_GOAL OF THE EXERCISE_:
Go to the line containing "email-link / auto-provision" in the records below and print it and every following line exactly, on through the line containing "their real identity", then stop.

_DATA FOR THE TASK_:
PR #4845, opened 2026-08-10
fix(dingtalk): OAuth grant read fails CLOSED — deprovision deny row can't be bypassed by a query blip (review P1)

zensgit:
Post-merge review P1: readGrantEnabled caught any DB error and returned null (same as "no row"); the deny gate is `=== false`, so null slipped through and a deprovisioned user's Rev 4.4 disabled deny row was bypassable by one failed read (DINGTALK_AUTH_REQUIRE_GRANT defaults off). Fix: tri-state 'enabled'|'disabled'|'absent'; a read failure now fails CLOSED (grant_state_unavailable/503). Absent stays allowed so new/auto-linked users still log in. Tests: fail-closed on rejecting read; positive control (absent still logs in); disabled still denies; mutation reverting the catch reddens the fail-closed test. 6791 unit green, tsc green. One of two narrow fixes from the 2026-08-10 review (main=d78b27d37c); switches remain OFF.

### DIFF
--- a/packages/core-backend/src/auth/dingtalk-oauth.ts
+++ b/packages/core-backend/src/auth/dingtalk-oauth.ts
@@ -739,8 +739,18 @@ async function findIdentityUser(dtUser: DingTalkUserInfo): Promise<LocalUserRow 
     )
     return result.rows[0] ?? null
   } catch (error) {
-    logger.warn('Failed to resolve DingTalk external identity', error instanceof Error ? error : undefined)
-    return null
+    // Fail CLOSED (post-merge review P2-2): the same collapse readGrantState fixes lived here
+    // too — a swallowed read error returned null, indistinguishable from "no linked identity",
+    // so a failed identity read let the login fall through to the email-link / auto-provision
+    // path as if the DingTalk person were unknown (defeating the deny row their real identity
+    // carries; the identity unique constraint stopped a full bypass, but it is a latent
+    // fail-open and mints stray grants). "No identity" is still a legitimate null (new user);
+    // only a read FAILURE now throws.
+    logger.warn('Failed to resolve DingTalk external identity; failing closed', error instanceof Error ? error : undefined)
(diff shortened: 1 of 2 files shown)


zensgit:
Absorbed the independent review (APPROVE-with-hardening, no P1) in commit 87f33e81:
- **P2-2**: `findIdentityUser` had the identical swallow-catch fail-open one function up — it now fails closed on a read error too (`grant_state_unavailable`/503), so the class fix covers the whole resolve chain (not just `readGrantState`). "No identity" stays a legitimate null, so new-user provisioning is unaffected. This also removes the P3-1 stray-grant side effect.
- **P2-1**: added identity-direct-path coverage (the deprovision *sweep* writes the deny row without touching identity rows → next login is identity-path). Disabled-denies-with-requireGrant-off, grant-read-fails-closed, and findIdentityUser-fails-closed tests; the identity deny gate / readGrantState catch / findIdentityUser catch mutations each now redden a named test (all survived before).
- **NIT-1**: the "no grant creation" assertions were vacuous (grant INSERT runs on the transaction client) — now assert against the transaction-statement capture.

**Ops note (review P3-2)**: `readGrantState`/`findIdentityUser` are on every DingTalk login, so a `user_external_auth_grants`/`user_external_identities` outage (or an unapplied `zzzz20260324143000` migration) now **503s DingTalk logins** where they previously degraded open — the intended fail-closed trade. Break-glass: `POST /api/auth/login` password login does not read these tables. Also, the web OAuth callback surfaces 503 without the `code` field (container route includes it) — a cosmetic NIT-2, login is denied either way.

zensgit:
Merging: delta re-review APPROVE (no P1/P2) bound to code head; the follow-up NIT is test-only (discriminating call-count). All 9 required contexts pass by name at 74b125d7. Sibling PR #4846 (activation-source FOR SHARE) lands separately — disjoint files.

_REPLY_:
+    // so a failed identity read let the login fall through to the email-link / auto-provision
+    // path as if the DingTalk person were unknown (defeating the deny row their real identity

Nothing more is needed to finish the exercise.